*** Given records Section Begins ***
PR #108, opened 2026-02-03
(feat) Add vertex provider

JPVenson:
Adds googles `vertex` platform as supported provider
Adds Examples as own project (as discussed in the #77 pr)
Adds inclusion into tests. 
	Note: As vertex the same as bedrock does not follow the same api structure as anthropic does, testing with the internal test server isn't possible as of now. The code has been manually tested for compliance for all supported endpoints


src/Anthropic.Vertex/AnthropicVertexClientWithRawResponse.cs
```diff
@@ -0,0 +1,135 @@
...
+            await requestMessage.Content!.ReadAsStringAsync(
+#if NET
+                cancellationToken
+#endif
+            ).ConfigureAwait(false)
+        )!;
+
+        bodyContent["anthropic_version"] = JsonValue.Create(ANTHROPIC_VERSION);
+
+        var modelValue = bodyContent["model"]!;
```
sd-st: I'm generally not a huge fan of the `!` operator especially as it seems like this could technically be missing. Would be good to check that it's null and raise if it's not imo

src/Anthropic.Vertex/AnthropicVertexClientWithRawResponse.cs
```diff
@@ -0,0 +1,135 @@
...
+            await writer.FlushAsync(cancellationToken).ConfigureAwait(false);
+        }
+        contentStream.Seek(0, SeekOrigin.Begin);
+        requestMessage.Headers.TryAddWithoutValidation(
+            "content-length",
+            contentStream.Length.ToString()
+        );
+
+        var requestBuilder = new StringBuilder(
+            $"{requestMessage.RequestUri!.Scheme}://{requestMessage.RequestUri.Host}/v1/projects/{_vertexCredentials.Project}/locations/{_vertexCredentials.Region}/publishers/anthropic/models/"
```
sd-st, line 76: Same thing here

src/Anthropic.Vertex/AnthropicVertexClientWithRawResponse.cs
```diff
@@ -0,0 +1,135 @@
...
+            throw new AnthropicInvalidDataException(
+                "Request is missing required path segments. Expected > 1 segments found none."
+            );
+        }
+
+        if (requestMessage.RequestUri.Segments[1].Trim('/') != "v1")
+        {
+            throw new AnthropicInvalidDataException(
+                $"Request is missing required path segments. Expected [0] segment to be 'v1' found {requestMessage.RequestUri.Segments[0]}."
+            );
```
sd-st, line 114: can probably steal the same exception messages from bedrock since we changed them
*** Given records Section Ends ***
**What is being asked:**
Please print the records above exactly from their first line. End with the line containing "Note: As vertex", and include it.

**Solution for this task:**
PR #108, opened 2026-02-03
(feat) Add vertex provider

JPVenson:
Adds googles `vertex` platform as supported provider
Adds Examples as own project (as discussed in the #77 pr)
Adds inclusion into tests. 
	Note: As vertex the same as bedrock does not follow the same api structure as anthropic does, testing with the internal test server isn't possible as of now. The code has been manually tested for compliance for all supported endpoints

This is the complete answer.